Des habitants de Beau-Bassin ont voulu aider ces deux jeunes, car dormir dans la rue en hiver est un calvaire. Ils ont ainsi alerté les autorités, mais en vain. Ces dernières ont fait la sourde oreille. « Nous souhaitons que ces enfants, qu’importe leur parcours, aient un encadrement. La rue n’est pas une option, indépendamment des circonstances. Un des habitants avait même proposé d’aider financièrement l’organisation qui va les soutenir. Nous avons compris que ce sont des enfants à problème. Mais ce n’est pas une raison pour les laisser livrés à eux-mêmes, sans repères, dans la rue. De plus, en restant dans la rue, ils restent oisifs, sans travail, sans éducation. Ils seront, à terme, un danger pour les habitants de cette région. Ils vont nous voler et nous agresser », avance une habitante de la région, Emma. Jusqu’ici, ces riverains attendent un encadrement des autorités pour les soutenir.
Un couple infernal
Kinsley est connu pour être très violent, selon des proches. Il aurait un cutter sur lui, il vole, il menace. Il est très protecteur envers Sarah et il s’inquiète peu des conséquences. Il semble n’avoir rien à perdre. Quand Le Dimanche/L’Hebdo l’a rencontré avec Sarah à Beau-Bassin, jeudi, il paraissait tranquille. Ils voulaient à manger, ce qu’on leur a offert, car il faisait frisquet dans cette région à 19 heures. Kinsley nous disait qu’il cherchait du travail. Sarah, elle, buvait les douces paroles de son bien-aimé. Sarah dit aimer Kinsley. Elle le suit dans la rue. Elle dort dans des taudis, même dans le froid de l’hiver, blottie contre son bien-aimé. Et si elle tombait enceinte, si on les attaquait... Ils reçoivent de l’aide des passants ou ont à manger avec les propriétaires des commerces du coin, pour survivre.

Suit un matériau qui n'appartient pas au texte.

PR #11442, opened 2022-02-07
feat(ci): Set token permissions to read only

spikey979:

feat(ci): Set token permissions to read only

## Summary

The OpenSSF Scorecard flagged a number of Dangerous-Workflow items. This check "Determines if the project's GitHub Action workflows avoid dangerous patterns." For detailed background see https://github.com/ossf/scorecard/blob/5d3f19838078ad86630f1f80c5ad051249594a1a/docs/checks.md#token-permissions
There were 42 instances of non read-only tokens detected in GitHub workflows. [See token-permissions.txt](https://github.com/ospoco/magma-issue-tracker/files/7946382/token-permissions.txt)

In all files I added top level permissions set to read-all. I also used online tool https://app.stepsecurity.io/

## Additional Information
This is for issue: https://github.com/ospoco/magma-issue-tracker/issues/54

### DIFF
--- a/.github/workflows/agw-docker-load-test.yaml
+++ b/.github/workflows/agw-docker-load-test.yaml
@@ -13,6 +13,8 @@ on:  # yamllint disable-line rule:truthy
 
 concurrency: ${{ github.workflow }}
 
+permissions: read-all
+
 jobs:
   docker-load-test:
     name: agw docker load tests
--- a/.github/workflows/agw-workflow.yml
+++ b/.github/workflows/agw-workflow.yml
@@ -21,6 +21,8 @@ env:
   BAZEL_CACHE: bazel-cache
   BAZEL_CACHE_REPO: bazel-cache-repo
 
+permissions: read-all
+
 jobs:
   path_filter:
     runs-on: ubuntu-latest
--- a/.github/workflows/amis-workflow.yml
+++ b/.github/workflows/amis-workflow.yml
@@ -9,6 +9,8 @@ on:  # yamllint disable-line rule:truthy
 env:
   MAGMA_VERSION: "1.7.0"
 
+permissions: read-all
+
 jobs:
   publish-amis-to-marketplace:
     name: publish-amis-to-marketplace job
--- a/.github/workflows/autolabel-pullrequests.yml
+++ b/.github/workflows/autolabel-pullrequests.yml
@@ -29,6 +29,8 @@ concurrency:
   group: ${{ github.workflow }}-${{ github.event.pull_request.number }}
   cancel-in-progress: true
 
+permissions: read-all
+
 jobs:
   AutoLabelPR:
     runs-on: ubuntu-latest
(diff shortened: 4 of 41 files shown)


electronjoe (changes requested):
To my eye, this PR may be doing a couple different things (and it might be easier to review / roll back / etc if they were separated).

One large function of this PR appears to be the pinning of ~all GitHub Action external workflow references to a particular git hash.  I suspect this is more secure (preventing upstream tampering of what v2 means) - but the PR description as it stands now does not discuss this large set of changes specifically (and they seem not necessary for the PR topic at hand).

Can we split these out into their own PR with a description / rationale?

varunsh-coder:
Happy to see you used https://app.stepsecurity.io/. The code for that is at https://github.com/step-security/secure-workflows. Please do create an issue if you see areas of improvement. Also, I am working on automating scorecard requirements, so if you have pain points etc, please let me know. Thanks!

spikey979:
@electronjoe, yes you're right. I made the changes you suggested, so this PR only contains the changes described here.

electronjoe (approved):

spikey979:
I don't think error "undefined: os.ReadFile / os.WriteFile" has anything to do with the changes I made. I haven't changed file magma/src/go/capture/gen/main.go and everything seems ok to me in the file.

themarwhal:
> 

@mstre123 I seem to also see this error when running locally inside the Magma VM. Any clue why it is failing?
@quentinDERORY Please review.

mstre123:
> > 
> 
> @mstre123 I seem to also see this error when running locally inside the Magma VM. Any clue why it is failing? @quentinDERORY Please review.

looks like the error is being thrown here
https://github.com/magma/magma/blob/master/src/go/capture/gen/main.go#L100
so that is trying to read https://github.com/magma/magma/blob/master/src/go/capture/gen/main.go#L40
"/home/vagrant/magma/lte/gateway/python/integ_tests/defs.mk"
which is still on the branch
https://github.com/spikey979/magma/blob/token_permissions/lte/gateway/python/integ_tests/defs.mk

i wonder if the permission change in this diff breaks how we do os reads and writes.

mstre123:
oh actually took a closer look 
```
note: module requires Go 1.17
```

spikey979:
@mstre123,  regarding the error in file src/go/capture/gen/main.go -> undefined: os.ReadFile / os.WriteFile…
The test that failed referred to the .github/workflows/golang-build-test.yml file, so I first removed the changes I made in that file, however the test still failed with the same error.
After that, in file src/go/capture/gen/main.go I replaced os.WriteFile and os.ReadFile commands with ioutil.WriteFile and ioutil.ReadFile commands and now the test pass.
According to the Go documentation, commands os.ReadFile / os.WriteFile should be identical to ioutil.WriteFile / ioutil.ReadFile, so I have no idea why the os. commands failed the test.

themarwhal:
@tmdzk / @quentinDERORY ?

quentinDERORY (approved):

PR #11448, opened 2022-02-07
chore(agw): print version mismatch message only once for magmad process update

ankitMeta1:
## Summary

print version mismatch message only once for magmad process update
 
## Test Plan

make test_python_service MAGMA_SERVICE

### DIFF
--- a/orc8r/gateway/python/magma/magmad/config_manager.py
+++ b/orc8r/gateway/python/magma/magmad/config_manager.py
@@ -175,16 +175,16 @@ class ConfigManager(StreamerClient.Callback):
             if srv in mconfig.configs_by_key:
                 configs_by_key[srv] = mconfig.configs_by_key.get(srv)
 
-            agw_version = self._magmad_service.version
-            unpacked_mconfig = mconfig.configs_by_key.get(MAGMAD)
-            version_info = self._parse_versions_and_log_warning(agw_version, unpacked_mconfig)
-            agw_version_parsed = version_info.agw_version
-            orc8r_version_parsed = version_info.orc8r_version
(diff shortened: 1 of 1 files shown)


uri200 (approved):

themarwhal:
Re-running the agw-workflow to make it pass (see https://github.com/magma/magma/issues/11362)

themarwhal:
Enabling automerge so that it'll merge when the agw-workflow hopefully passes.

orc8r/gateway/python/magma/magmad/config_manager.py
```diff
@@ -175,16 +175,16 @@ def did_mconfig_change(serv_name):
...
+        unpacked_mconfig = mconfig.configs_by_key.get(MAGMAD)
+        version_info = self._parse_versions_and_log_warning(agw_version, unpacked_mconfig)
+        agw_version_parsed = version_info.agw_version
+        orc8r_version_parsed = version_info.orc8r_version
+
+        if agw_version_parsed and orc8r_version_parsed:
+            agw_minor = int(agw_version_parsed.group('minor_version'))
+            orc8r_minor = int(orc8r_version_parsed.group('minor_version'))
+            if agw_minor - orc8r_minor <= -1:
+                logging.warning("Gateway is more than one minor version behind orc8r. Please consider updating it.")
```
hcgatewood, line 188: Unless I'm misreading, this logic doesn't account for whether the major versions are equal -- e.g. Orc8r 2.3 and AGW 1.7 would not output this warning, while Orc8r 2.9 and AGW 1.7 would. This feels like an unexpected behavior

Let me know if I'm misreading, thoughts?

PR #11450, opened 2022-02-07
fix: modify poll interval to check for new version in magmad

uri200:

## Summary

Magmad is getting clogged with lots of tasks to be run with asycio. That causes high latencies that are jeopardizing other tasks: for example syn_grpc sometimes takes 10s to resopnd back a messge

This change aims to  increases the poll time to check if version of AGW should be updated. That will leave more cycles on magmad for other tasks

## Additional Information

### DIFF
--- a/orc8r/gateway/python/magma/magmad/metrics.py
+++ b/orc8r/gateway/python/magma/magmad/metrics.py
@@ -24,7 +24,7 @@ from magma.magmad.check.network_check import ping
 from orc8r.protos.mconfig import mconfigs_pb2
 from prometheus_client import Counter, Gauge
 
-POLL_INTERVAL_SECONDS = 10
+POLL_INTERVAL_SECONDS = 100
 
 MAGMAD_PING_STATS = Gauge(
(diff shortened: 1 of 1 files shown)


orc8r/gateway/python/magma/magmad/metrics.py
```diff
@@ -24,7 +24,7 @@
 from orc8r.protos.mconfig import mconfigs_pb2
 from prometheus_client import Counter, Gauge
 
-POLL_INTERVAL_SECONDS = 10
+POLL_INTERVAL_SECONDS = 100
```
themarwhal, line 27: did you mean to commit `orc8r/gateway/python/magma/magmad/tests/_trial_temp/_trial_marker`

themarwhal (approved):

orc8r/gateway/python/magma/magmad/metrics.py
uri200: oops thats wrong 
Thanks!

PR #11451, opened 2022-02-07
fix(pipelined): qos tc class setup.

pshelar:
Setup class before using it.

## Additional Information

### DIFF
--- a/lte/gateway/python/magma/pipelined/qos/common.py
+++ b/lte/gateway/python/magma/pipelined/qos/common.py
@@ -278,9 +278,9 @@ class QosManager(object):
             return
         if self._clean_restart:
             LOG.info("Qos Setup: clean start")
+            self.impl.setup()
             self.impl.destroy()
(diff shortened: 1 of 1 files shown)


lte/gateway/python/magma/pipelined/qos/common.py
```diff
@@ -278,9 +278,9 @@ def _setupInternal(self):
             return
         if self._clean_restart:
             LOG.info("Qos Setup: clean start")
+            self.impl.setup()
```
koolzz, line 281: setup and then right after destroy?

pshelar: This is to cleanup the tc objects. I could post separate PR to fix the init sequence.

koolzz: sure as long as it works

koolzz (approved):

PR #11465, opened 2022-02-08
chore(ci): remove circleci

themarwhal:

## Summary
* Removed circleci and .circleci/ as we no longer use CircleCI
* Moved scripts used from circleci to .github/workflows/scripts

Discussion: https://magmacore.slack.com/archives/C01AWMH0EJW/p1641945001007000

## Test Plan
CI

## Additional Information
TODO: remove CircleCI integration from the repository


.github/workflows/backport.yml
```diff
@@ -1,44 +0,0 @@
----
```
quentinDERORY: Why do we want to remove this workflow?

themarwhal: I'm not sure if it's used anymore - happy to add it back if it is. I think now the approach we are taking is that the original PR author is responsible for raising a separate PR to previous branches.

themarwhal: cc @tmdzk lmk if this is still used!

themarwhal: Actually, I'll just add it back into this PR so that I'm not doing too many things here. But it would still be good to know whether to remove it or keep it for the future.

electronjoe (approved):

amarpad (approved):

hcgatewood (approved):

tmdzk (approved):

PR #11500, opened 2022-02-10
chore: use virtualenv to install external python dependencies and make generated proto files available there

alexzurbonsen:
## Summary

Currently internal and external python dependencies as well as generated proto files are installed into the system python 3 interpreter. Installing dependencies globally should usually be avoided but seemed fine here, since we are doing it inside a container which is itself the environment. It turned out, that this hinders the bazel migration efforts, since they rely on a "clean" system interpreter (any dependency installed into the interpreter used for bazel migration, is taken for granted by bazel and not included as a dependency).

This change installs most python dependencies into a virtual environment (except for aioeventlet for example) and sets the default python interpreter in the DevContainer to be the one of the virtual environment.

Furthermore, the directory `/home/vscode/build/python/lib/python3.8/site-packages` is added as a `python.analysis.extraPath` to enable Pylance to resolve imports regardless of the interpreter that is chosen by the user.

Setting `python.terminal.activateEnvironment` to `true` (which is a default made explicit here) causes VSCode to source the environment in every terminal that is opened while the virtual env interpreter is selected. 

In case another interpreter is selected the user can manually source the environment by using the `magtivate` command.    

## Test Plan

Build and run locally.

### DIFF
--- a/.devcontainer/Dockerfile
+++ b/.devcontainer/Dockerfile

Une opération-sauvetage qui n’a rien donné
Il était 18 h 55, le vendredi 5 juin. Une petite équipe, composée de frères et sœurs de Sarah, soit cinq personnes, a garé sa voiture sur le parking de la banque MCB à Beau-Bassin. Puis, elle a marché une centaine de mètres pour atteindre la rue Napier Broom (dite rue Téléphone), où se trouve les deux jeunes. Là, les deux amoureux étaient blottis l’un contre l’autre. Les proches de Sarah se sont rués vers eux et Sarah n’a pu prendre la fuite, mais Kinsley si. Elle a été conduite, au départ, au poste de police de Beau-Bassin, puis vers celui de Stanley, où des dépositions formelles pour fugue ont été faites contre Sarah.
Quand les policiers l’ont interrogée, selon sa maman Annick, « elle n’a pas ouvert la bouche, elle a refusé de répondre aux questions ».
Entre-temps, son frère a appelé la CDU. Une responsable lui a dit ceci : « Prenez la fille et emmenez-la chez sa mère. Demain, vous l’emmenez au bureau. C’est la Brigade des mineurs qui s’occupe de ce genre de cas. « Mon fils lui a répondu que Sarah est une enfant hors de contrôle et qu’elle risque de fuguer de nouveau, car elle en a l’habitude », relate la maman.
Effectivement, ce qui devait arriver arriva. « Sarah est venue à la maison. Elle a pris un bain, a mangé, puis elle est entrée dans sa chambre. Je lui ai demandé si je devais fermer la porte de sa chambre. Elle a refusé, me disant qu’elle n’allait plus s’enfuir. Il était 23 heures. Quand je me suis réveillée à 4 heures du matin, elle n’était plus là. Elle avait pris des vêtements et d’autres choses, et elle est partie. Je ne sais comment elle a fait pour passer entre les barreaux de la fenêtre et j’ai dû encore une fois aller faire une déposition pour fugue », soupire la maman de Sarah.
Au niveau de la CDU, on a attendu en vain une réaction de sa part. Le PMO est lui aussi au courant, car ce bureau a contacté l’ONG Saphire pour qu’elle intervienne auprès de la mineure.
La maman de Sarah a aussi consigné une déposition contre Kinsley pour détournement de mineure.